_ACTION ITEM_
Set out exactly, and with nothing added, the line containing "You'd better to" and every line after it through the final line of the data.

_SUPPLIED INFORMATION_

Issue #4022, opened 2022-08-08
<code object>::replace()


youknowone:
## Feature

```python
>>> def f(): pass
...
>>> f.__code__.replace()

```

expected: silent
actual: AttributeError

PR #4207, opened 2022-10-09
<code object>::replace()

dannasman:
Hello there!

I started working on issue #4022  and was just wondering whether this is the right place to implement the replace() function.

### DIFF
--- a/vm/src/builtins/code.rs
+++ b/vm/src/builtins/code.rs
@@ -333,7 +333,7 @@ impl PyRef<PyCode> {
                 max_stackdepth: self.code.max_stackdepth,
                 instructions: self.code.instructions.clone(),
                 locations: self.code.locations.clone(),
-                constants: constants.into_iter().map(|o| Literal(o)).collect(),
+                constants: constants.into_iter().map(Literal).collect(),
                 names: names
                     .into_iter()
                     .map(|o| o.as_interned_str(vm).unwrap())
--- a/vm/src/builtins/code.rs
+++ b/vm/src/builtins/code.rs
@@ -5,7 +5,7 @@
 use super::{PyStrRef, PyTupleRef, PyType, PyTypeRef};
 use crate::{
     builtins::PyStrInterned,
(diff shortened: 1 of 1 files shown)


youknowone:
Yes, exactly!

dannasman:
Should I wrap the function parameters with `OptionalArg`? There is quite a lot of optional parameters.  Also what should the parameter types be. For example if you want to replace `flags` field of the code object should the parameter passed to `replace()` be `OptionalArg<u16>` or `OptionalArg<CodeFlags>`?

youknowone:
You'd better to check `#[derive(FromArgs)]`. `OptionalArg` in function signature only supports optional positional args, but you need optional keyword args.
I prefer `CodeFlags` to `u16` when possible. RustPython automatically can make additional check during its conversion.

dannasman:
I managed to implement the method so that it passes `test_replace` in `test_code.py` for all 10 attributes that have a `#[pygetset]` function in `code.rs` (rest I commented out for the duration of testing).

vm/src/builtins/code.rs
```diff
@@ -5,15 +5,39 @@
...
-    function::FuncArgs,
+    function::{FuncArgs, OptionalArg},
     AsObject, Context, Py, PyObject, PyObjectRef, PyPayload, PyRef, PyResult, VirtualMachine,
 };
 use num_traits::Zero;
 use std::{borrow::Borrow, fmt, ops::Deref};
 
+#[derive(FromArgs)]
+pub struct ReplaceArgs {
+    #[pyarg(any, optional)]
```
youknowone, line 19:
```suggestion
    #[pyarg(named, optional)]
```
for every lines. because it doesn't take positional argument

youknowone (changes requested):
other parts looks good, thank you!

youknowone (approved):
Great! Thank you for contributing!

dannasman:
Thank you for the guidance!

_ANSWER AREA_
You'd better to check `#[derive(FromArgs)]`. `OptionalArg` in function signature only supports optional positional args, but you need optional keyword args.
I prefer `CodeFlags` to `u16` when possible. RustPython automatically can make additional check during its conversion.

dannasman:
I managed to implement the method so that it passes `test_replace` in `test_code.py` for all 10 attributes that have a `#[pygetset]` function in `code.rs` (rest I commented out for the duration of testing).

vm/src/builtins/code.rs
```diff
@@ -5,15 +5,39 @@
...
-    function::FuncArgs,
+    function::{FuncArgs, OptionalArg},
     AsObject, Context, Py, PyObject, PyObjectRef, PyPayload, PyRef, PyResult, VirtualMachine,
 };
 use num_traits::Zero;
 use std::{borrow::Borrow, fmt, ops::Deref};
 
+#[derive(FromArgs)]
+pub struct ReplaceArgs {
+    #[pyarg(any, optional)]
```
youknowone, line 19:
```suggestion
    #[pyarg(named, optional)]
```
for every lines. because it doesn't take positional argument

youknowone (changes requested):
other parts looks good, thank you!

youknowone (approved):
Great! Thank you for contributing!

dannasman:
Thank you for the guidance!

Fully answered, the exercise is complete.